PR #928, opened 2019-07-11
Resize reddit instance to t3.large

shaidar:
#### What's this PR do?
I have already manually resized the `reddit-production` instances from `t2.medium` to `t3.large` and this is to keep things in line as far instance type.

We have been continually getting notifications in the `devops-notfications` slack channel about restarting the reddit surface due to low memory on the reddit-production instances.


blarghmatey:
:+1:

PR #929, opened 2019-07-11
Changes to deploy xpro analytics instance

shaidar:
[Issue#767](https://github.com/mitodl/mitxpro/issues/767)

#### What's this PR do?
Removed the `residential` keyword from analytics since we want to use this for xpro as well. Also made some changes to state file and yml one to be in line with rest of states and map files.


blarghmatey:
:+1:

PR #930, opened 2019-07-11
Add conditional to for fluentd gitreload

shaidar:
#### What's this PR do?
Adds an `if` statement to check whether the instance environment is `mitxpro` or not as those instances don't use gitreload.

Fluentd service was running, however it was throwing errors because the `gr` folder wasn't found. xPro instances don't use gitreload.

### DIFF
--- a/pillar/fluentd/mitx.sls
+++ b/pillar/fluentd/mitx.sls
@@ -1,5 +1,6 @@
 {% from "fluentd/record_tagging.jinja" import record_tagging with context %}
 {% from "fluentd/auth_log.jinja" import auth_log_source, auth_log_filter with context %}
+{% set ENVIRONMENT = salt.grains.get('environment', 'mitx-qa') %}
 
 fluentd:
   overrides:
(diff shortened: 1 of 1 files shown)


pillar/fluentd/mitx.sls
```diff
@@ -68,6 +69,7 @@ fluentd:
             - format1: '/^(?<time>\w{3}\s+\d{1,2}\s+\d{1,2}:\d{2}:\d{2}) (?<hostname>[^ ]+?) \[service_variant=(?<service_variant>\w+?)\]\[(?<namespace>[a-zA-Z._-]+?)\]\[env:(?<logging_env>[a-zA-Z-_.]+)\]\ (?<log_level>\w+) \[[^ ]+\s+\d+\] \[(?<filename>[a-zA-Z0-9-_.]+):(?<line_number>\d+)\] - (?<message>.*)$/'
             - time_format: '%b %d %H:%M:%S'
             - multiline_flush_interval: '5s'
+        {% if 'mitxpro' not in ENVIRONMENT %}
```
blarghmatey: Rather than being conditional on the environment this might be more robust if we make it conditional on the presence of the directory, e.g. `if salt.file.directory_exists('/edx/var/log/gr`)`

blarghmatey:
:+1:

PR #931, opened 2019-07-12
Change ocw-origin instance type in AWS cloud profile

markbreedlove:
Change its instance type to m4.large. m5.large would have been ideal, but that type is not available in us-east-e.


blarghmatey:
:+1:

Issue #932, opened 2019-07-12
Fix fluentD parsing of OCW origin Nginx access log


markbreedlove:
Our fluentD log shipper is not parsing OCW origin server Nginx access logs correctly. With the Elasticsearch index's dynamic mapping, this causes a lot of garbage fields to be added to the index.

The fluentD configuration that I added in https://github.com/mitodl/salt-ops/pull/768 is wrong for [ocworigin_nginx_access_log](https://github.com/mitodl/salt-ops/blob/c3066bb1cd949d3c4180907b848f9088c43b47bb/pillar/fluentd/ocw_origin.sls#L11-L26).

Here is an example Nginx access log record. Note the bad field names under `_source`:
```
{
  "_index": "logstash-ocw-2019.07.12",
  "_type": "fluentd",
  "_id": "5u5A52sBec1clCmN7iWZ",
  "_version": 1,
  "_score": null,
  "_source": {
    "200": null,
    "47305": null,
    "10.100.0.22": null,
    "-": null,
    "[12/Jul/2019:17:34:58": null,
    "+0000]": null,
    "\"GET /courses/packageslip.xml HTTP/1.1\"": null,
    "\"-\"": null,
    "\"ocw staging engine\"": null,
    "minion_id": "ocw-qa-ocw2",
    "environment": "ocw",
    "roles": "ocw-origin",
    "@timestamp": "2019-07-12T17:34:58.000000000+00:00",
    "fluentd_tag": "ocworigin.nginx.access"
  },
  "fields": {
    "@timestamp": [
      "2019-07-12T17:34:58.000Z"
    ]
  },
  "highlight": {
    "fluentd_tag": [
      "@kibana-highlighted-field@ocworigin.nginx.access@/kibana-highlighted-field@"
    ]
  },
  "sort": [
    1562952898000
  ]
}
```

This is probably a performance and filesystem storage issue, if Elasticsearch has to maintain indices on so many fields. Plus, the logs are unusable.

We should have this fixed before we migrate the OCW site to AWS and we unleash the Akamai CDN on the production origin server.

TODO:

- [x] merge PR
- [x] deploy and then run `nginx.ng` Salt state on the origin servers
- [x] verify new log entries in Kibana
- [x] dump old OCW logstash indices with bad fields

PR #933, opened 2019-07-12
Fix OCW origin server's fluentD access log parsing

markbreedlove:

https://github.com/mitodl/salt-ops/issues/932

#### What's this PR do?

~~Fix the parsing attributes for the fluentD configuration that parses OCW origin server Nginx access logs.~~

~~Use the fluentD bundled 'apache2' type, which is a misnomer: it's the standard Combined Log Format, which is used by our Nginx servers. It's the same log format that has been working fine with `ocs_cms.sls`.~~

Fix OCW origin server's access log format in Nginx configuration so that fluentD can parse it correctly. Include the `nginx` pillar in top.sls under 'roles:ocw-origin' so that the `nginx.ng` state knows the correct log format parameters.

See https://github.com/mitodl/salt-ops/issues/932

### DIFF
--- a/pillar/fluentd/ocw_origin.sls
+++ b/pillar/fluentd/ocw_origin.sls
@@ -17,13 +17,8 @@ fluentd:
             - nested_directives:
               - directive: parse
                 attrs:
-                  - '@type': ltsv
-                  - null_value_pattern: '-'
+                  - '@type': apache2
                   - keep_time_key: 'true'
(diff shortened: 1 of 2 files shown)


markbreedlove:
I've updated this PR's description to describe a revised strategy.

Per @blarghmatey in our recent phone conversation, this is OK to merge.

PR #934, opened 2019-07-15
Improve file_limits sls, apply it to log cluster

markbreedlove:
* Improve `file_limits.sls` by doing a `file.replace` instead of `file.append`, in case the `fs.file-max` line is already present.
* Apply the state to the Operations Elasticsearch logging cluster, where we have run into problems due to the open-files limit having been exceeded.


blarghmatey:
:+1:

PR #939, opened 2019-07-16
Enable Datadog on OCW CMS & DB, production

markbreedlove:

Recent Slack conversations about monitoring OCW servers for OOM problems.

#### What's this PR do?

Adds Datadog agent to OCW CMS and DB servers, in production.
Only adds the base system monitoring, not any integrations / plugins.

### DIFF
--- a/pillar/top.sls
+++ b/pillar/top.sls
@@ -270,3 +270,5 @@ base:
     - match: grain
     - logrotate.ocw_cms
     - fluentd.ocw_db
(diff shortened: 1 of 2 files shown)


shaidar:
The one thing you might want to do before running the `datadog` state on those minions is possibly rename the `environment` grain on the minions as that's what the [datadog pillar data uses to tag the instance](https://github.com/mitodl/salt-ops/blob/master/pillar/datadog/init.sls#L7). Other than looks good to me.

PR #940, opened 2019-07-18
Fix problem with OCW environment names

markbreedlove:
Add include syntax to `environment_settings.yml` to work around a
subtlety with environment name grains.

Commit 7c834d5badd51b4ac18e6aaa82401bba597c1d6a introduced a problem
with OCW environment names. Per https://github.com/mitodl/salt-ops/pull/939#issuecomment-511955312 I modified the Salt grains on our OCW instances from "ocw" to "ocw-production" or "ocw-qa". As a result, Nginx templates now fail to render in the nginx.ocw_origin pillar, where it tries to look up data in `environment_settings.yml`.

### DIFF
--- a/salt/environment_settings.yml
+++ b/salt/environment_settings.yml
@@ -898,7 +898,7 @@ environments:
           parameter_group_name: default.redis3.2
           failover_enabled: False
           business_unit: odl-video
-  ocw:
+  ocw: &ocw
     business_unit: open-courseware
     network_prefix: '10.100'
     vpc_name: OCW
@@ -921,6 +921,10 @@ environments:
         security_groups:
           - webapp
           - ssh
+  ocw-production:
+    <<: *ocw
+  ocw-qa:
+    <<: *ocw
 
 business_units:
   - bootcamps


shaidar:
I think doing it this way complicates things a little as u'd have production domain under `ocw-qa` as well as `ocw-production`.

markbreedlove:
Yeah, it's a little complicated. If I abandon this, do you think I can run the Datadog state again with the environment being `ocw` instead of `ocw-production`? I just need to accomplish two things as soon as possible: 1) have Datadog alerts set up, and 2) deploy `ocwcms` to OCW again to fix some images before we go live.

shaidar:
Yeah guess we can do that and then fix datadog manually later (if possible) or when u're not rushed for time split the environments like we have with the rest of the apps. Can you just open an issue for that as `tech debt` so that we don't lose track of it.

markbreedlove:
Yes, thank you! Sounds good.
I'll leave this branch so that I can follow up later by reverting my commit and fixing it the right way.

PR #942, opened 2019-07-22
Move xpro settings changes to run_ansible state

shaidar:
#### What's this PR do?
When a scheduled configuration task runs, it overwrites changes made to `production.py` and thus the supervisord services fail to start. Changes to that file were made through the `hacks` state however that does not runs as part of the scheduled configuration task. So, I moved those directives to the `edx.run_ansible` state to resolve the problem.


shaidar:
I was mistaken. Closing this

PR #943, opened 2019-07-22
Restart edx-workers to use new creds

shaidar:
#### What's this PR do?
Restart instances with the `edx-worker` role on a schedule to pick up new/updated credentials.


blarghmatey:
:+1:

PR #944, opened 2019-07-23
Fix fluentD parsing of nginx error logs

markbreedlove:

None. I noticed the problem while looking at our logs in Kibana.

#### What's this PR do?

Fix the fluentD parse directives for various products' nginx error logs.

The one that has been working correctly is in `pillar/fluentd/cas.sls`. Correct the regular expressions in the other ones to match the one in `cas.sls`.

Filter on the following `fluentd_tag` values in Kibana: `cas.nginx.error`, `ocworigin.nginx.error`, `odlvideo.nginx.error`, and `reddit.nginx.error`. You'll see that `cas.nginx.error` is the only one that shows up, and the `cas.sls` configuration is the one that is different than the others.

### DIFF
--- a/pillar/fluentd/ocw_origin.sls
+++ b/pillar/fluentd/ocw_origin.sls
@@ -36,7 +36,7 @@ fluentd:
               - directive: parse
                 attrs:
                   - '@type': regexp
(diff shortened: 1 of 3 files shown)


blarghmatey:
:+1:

#####

• What is expected: Write out, from the lines above, only those from the line with "Recent Slack conversations" to the line with "Commit 7c834d5badd51b4ac18e6aaa82401bba597c1d6a introduced", exactly as given, including the first and the last.

• Output of the exercise:
Recent Slack conversations about monitoring OCW servers for OOM problems.

#### What's this PR do?

Adds Datadog agent to OCW CMS and DB servers, in production.
Only adds the base system monitoring, not any integrations / plugins.

### DIFF
--- a/pillar/top.sls
+++ b/pillar/top.sls
@@ -270,3 +270,5 @@ base:
     - match: grain
     - logrotate.ocw_cms
     - fluentd.ocw_db
(diff shortened: 1 of 2 files shown)


shaidar:
The one thing you might want to do before running the `datadog` state on those minions is possibly rename the `environment` grain on the minions as that's what the [datadog pillar data uses to tag the instance](https://github.com/mitodl/salt-ops/blob/master/pillar/datadog/init.sls#L7). Other than looks good to me.

PR #940, opened 2019-07-18
Fix problem with OCW environment names

markbreedlove:
Add include syntax to `environment_settings.yml` to work around a
subtlety with environment name grains.

Commit 7c834d5badd51b4ac18e6aaa82401bba597c1d6a introduced a problem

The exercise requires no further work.